The Temptation of Andrew Marvell is an 1841 history painting by the British artist Charles Landseer. It depicts a scene from the seventeenth century during the Restoration era, when the poet Andrew Marvell conspicuously refuses an attempted bribe to bring him over to the side of Charles II. Set in Marvell's modest lodgings in Maiden Lane in Covent Garden it shows the stark contrast of the black-clad republican Marvell and the King's agent Lord Danby the influential politician and minister in his fashionable dress. The offer was a thousand guineas, a colossal sum at the time, which Marvell rejected by pointing out his humble dinner.

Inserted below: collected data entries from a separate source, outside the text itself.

PR #420, opened 2023-04-05
Fix prox_lasso, prox_elastic_net, to handle pytrees

vroulet:
Fixed prox_lasso and prox_elastic_net to handle pytrees as inputs and floats for hyperparameters.
Currently, the following
```
from jax import numpy as jnp
from jaxopt import prox
x = dict(weight=jnp.ones((16, 16)), bias=jnp.ones(16))
prox.prox_lasso(x)
```
throws the following error: 
```
Traceback (most recent call last):
  File ".../jaxopt/_src/prox.py", line 74, in prox_lasso
    return tree_util.tree_map(fun, x, l1reg)
  File ".../jax/_src/tree_util.py", line 208, in tree_map
    all_leaves = [leaves] + [treedef.flatten_up_to(r) for r in rest]
  File ".../jax/_src/tree_util.py", line 208, in <listcomp>
    all_leaves = [leaves] + [treedef.flatten_up_to(r) for r in rest]
ValueError: Expected dict, got 1.0.
```
Same for `prox_elastic_net`. 
I added a conditional branch depending on the type of the regularization chosen.


jaxopt/_src/prox.py
```diff
@@ -70,8 +70,12 @@ def prox_lasso(x: Any,
   if l1reg is None:
     l1reg = 1.0
 
-  fun = lambda u, v: jnp.sign(u) * jax.nn.relu(jnp.abs(u) - v * scaling)
-  return tree_util.tree_map(fun, x, l1reg)
+  if type(l1reg) == float:
+    fun = lambda u: jnp.sign(u) * jax.nn.relu(jnp.abs(u) - l1reg * scaling)
+    return tree_util.tree_map(fun, x)
```
mblondel, line 75: There is a lot of code duplication. I think it would be more elegant to do
```python
if type(l1reg) == float:
  l1reg = tree_util.tree_ones_like(x) * l1reg
```

jaxopt/_src/prox.py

Landseer was the elder brother of the celebrated animal painter Edwin Landseer who was noted for his scenes from British history. The painting was displayed at the Royal Academy Exhibition of 1841 held at the National Gallery in London. It was acquired by the art collector John Sheepshanks who in 1857 donated it to the Victoria and Albert Museum as part of the large Sheepshanks Gift.

==Bibliography==
- Augustine, Matthew C., Pertile, Giulio J. & Zwicker, Steven N. Imagining Andrew Marvell at 400. Oxford University Press, 2023.
- Parkinson, Ronald. Catalogue of British Oil Paintings 1820-1860. Victoria and Albert Museum, 1990.
- Roe, Sonia. Oil Paintings in Public Ownership in the Victoria and Albert Museum. Public Catalogue Foundation, 2008.